* _YOUR ASSIGNMENT_
Would you restate word for word the lines of the listing, beginning at the first and ending with the line that holds "Makes water apply"?

======== RECORDS FOR THIS TASK ========

PR #3321, opened 2017-04-17
No longer shall ye burn from water

### LINKED ISSUE #3320: Water is hilariously flammable
If you go in the pool, or other such water and then apply a flame to yourself, you'll die horribly in a burning inferno. It's hot enough to bur you to death wearing an atmos voidsuit.
To not die in an inferno.
#### What actually happened
Died in an inferno.
#### Steps to reproduce
Get in the water. Get out. Apply flame. Die.
#### Additional info:

Yoshax:
Makes water apply negative fire stacks instead of actual fire stacks. Means you can still expand on it in the future to do like... Phoron liquids you can swim in or something just by doing `water_act(not_a_negative)`

Fixes #3320

### DIFF
--- a/code/game/turfs/simulated/water.dm
+++ b/code/game/turfs/simulated/water.dm
@@ -44,7 +44,7 @@
 		L.update_water()
 		if(!istype(oldloc, /turf/simulated/floor/water))
 			to_chat(L, "<span class='warning'>You get drenched in water from entering \the [src]!</span>")
-	AM.water_act(5)
+	AM.water_act(-5)
 	..()
 
 /turf/simulated/floor/water/Exited(atom/movable/AM, atom/newloc)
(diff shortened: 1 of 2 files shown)


Anewbe:
If I'm remembering this right, you'll instead want to go down to https://github.com/PolarisSS13/Polaris/blob/38598f3aae9430796714a26ff44467c0bd8e4d5e/code/game/turfs/simulated/water.dm#L96
And change that.

water_act gets passed an amount, if you want the fire stacks to change it'd be better to change it in the appropriate call, methinks.

Yoshax:
That's correct. But that always assumes that amount will be negative, which it might not be. You could use the already existing code to do things like other flammable liquids people can wade through. For whatever purposes. That was my thoughtline anyway. All the existing water stuff will use the -5. If you'd prefer `amount` changed to be a negative in `waver_act` then I do that, just thought I'd lay out my thought process for why I did it the way I did.

Anewbe:
If that's the issue, you could make a var for the turf that would be called in Entered(), and have that be negative on a turf that increases fire stacks. 
For the time being I'd rather the amount entered by positive, and the change come in water_act().

Yoshax:
Done.

Anewbe:
Thank you.

PR #3324, opened 2017-04-17
Ports a few fixes to multi-z and related code from Bay

Leshana:
Ports:
https://github.com/Baystation12/Baystation12/pull/16653
https://github.com/Baystation12/Baystation12/pull/16941
https://github.com/Baystation12/Baystation12/pull/16942

#### Multi-Z code formatting and utilities.
* Global procs should start with /proc
* Use to_chat() macro
* Added utility to find all z-levels are connected (transitively adjacent) and utility to test if two levels are connected.

#### Fix crash in turbolifts built on any z-level other than "1"
* Turbolift auto-mapping code assumed that all lift's first floor would be on z=1.  Fixed so it picks the first floor instead of the zth floor from the floor list.

#### De-snowflake thrown objects hitting turfs.
* Actually tell turfs when a thrown object hits them, and let them decide what to do about it!
  * We do this by calling hitby(), which is how it already works for obj and mob, so this makes behavior consistent.
* This allows us to cleanly solve the problem of a thrown object landing on open space without falling.

P.S. Yes, I am porting my own bay PR's to here... It was good to get their input too.

### DIFF
--- a/code/_macros.dm
+++ b/code/_macros.dm
@@ -42,6 +42,8 @@
 
 #define isxeno(A) istype(A, /mob/living/simple_animal/xeno)
 
+#define isopenspace(A) istype(A, /turf/simulated/open)
+
 #define isweakref(A) istype(A, /weakref)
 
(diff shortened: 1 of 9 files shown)


Anewbe:
Tested, etc?

Leshana:
Yup.  I have been using this code on my test server for a few days actually.

PR #3325, opened 2017-04-17
Silenced Weapons tell firer when fired

LorenLuke:


Anewbe:
Make it so people who can see the thing know when it's being fired, please. Makes sense that the wouldn't hear it, but they'd probably be able to see someone pulling a trigger.

LorenLuke:
@Anewbe The issue is that the silencer suppresses the visible message to. I can put in a provision that it's only effectively a 'visible message' to say... three tiles around, or something. Would that work?

Anewbe:
If you can make it work, then maybe? I need to see it before I'll be able to say for sure.

PR #3328, opened 2017-04-18
Adds Makeshift Armor

Neerti:
Adds the ability to craft makeshift armor for the chest and head.  The armor uses the material system, so what material you use in building it heavily influences how protective it will be.

For the helmet, apply wire-cutters to a bucket, then apply a stack of whatever material you want to make the helmet out of to the newly made bucket helmet.
For the chest piece, you need to use a stack of material in your hand, then craft two 'armor plates'.  Apply wire to one of them, then hit the other together.  Both need to be made of the same material to work.

These kinds of armor can break if they get hit enough.  Brittle materials like glass will break on the first hit it receives, and will probably cause shards to imbed into you.

Generally, these armors are inferior to security armor, both due to lesser protection, higher vulnerability to tasers, and heavy slowdown, but they can be made somewhat cheaply (for steel at least), and is generally better than wearing nothing if shit gets real.

Numbers for common materials can be seen here https://hastebin.com/ukecofaduz.css

*Note that the bucket did not hide hair in the picture, it should now.
Chestpiece
Helmet


Yoshax:
Any example of how many hits things can take before breaking?

Neerti:
From my testing, generally the person wearing it would die from being hit repeatively before the armor if made from a reasonable material like iron.  The chance to take damage is based on the material's hardness, just like material weapons.

Yoshax:
Alright, cool! This is really neat.

PR #3329, opened 2017-04-18
Examining FBPs now shows their braintype

Neerti:
FBPs now will tell you what kind of brain is inside (assuming they have one) upon examination, with the format of 'This is X, a Positronic Android', as an example.
Cyborg FBPs show their species instead of 'cyborg' when examines, e.g. 'This is Y, a Skrell Gynoid'.
Vey-Med and future 'lifelike' FBP models are exempt from this, with the same rules as before.
Clothing such as spacesuits also hides this, as it did previously.

Warble Borg
Positronic Example

### DIFF
--- a/code/__defines/mobs.dm
+++ b/code/__defines/mobs.dm
@@ -201,3 +201,8 @@
 #define TASTE_NORMAL 1 //anything below 15%
 #define TASTE_DULL 0.5 //anything below 30%
 #define TASTE_NUMB 0.1 //anything below 150%
+
+#define FBP_NONE	""
+#define FBP_CYBORG	"cyborg"
+#define FBP_POSI	"positronic"
+#define FBP_DRONE	"drone"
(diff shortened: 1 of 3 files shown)


Belsima:
Why though? I like having, say, a positronic in an NT chassis that tries to pretend to e human (but sucks at it). How are you meant to tell what type of brain's in there just by glancing at them? Remember, flavor text is "what you can see", shouldn't this be the same?

Neerti:
Cyborgs already do this.

Belsima:
I would also prefer they didn't.

Belsima:
Could you explain the reasons for adding this here?

Atermonera:
Some people would prefer to keep their braintype anonymous unless directly asked, so making this a toggle of some sort, like gender is, would probably be preferrable

Belsima:
I still don't understand how a crewmember is meant to smell the fact that I'm actually a positronic, considering the rules state flavor text is only things visible.

SilverTalismen:
Not a big fan of this at all, Doesn't make sense that you can from a glance identify what type of synth your looking at.

Sorry

Neerti:
It has been decided that drones will instead receive a card they're required to carry ingame instead.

========

* _THE ANSWER_
PR #3321, opened 2017-04-17
No longer shall ye burn from water

### LINKED ISSUE #3320: Water is hilariously flammable
If you go in the pool, or other such water and then apply a flame to yourself, you'll die horribly in a burning inferno. It's hot enough to bur you to death wearing an atmos voidsuit.
To not die in an inferno.
#### What actually happened
Died in an inferno.
#### Steps to reproduce
Get in the water. Get out. Apply flame. Die.
#### Additional info:

Yoshax:
Makes water apply negative fire stacks instead of actual fire stacks. Means you can still expand on it in the future to do like... Phoron liquids you can swim in or something just by doing `water_act(not_a_negative)`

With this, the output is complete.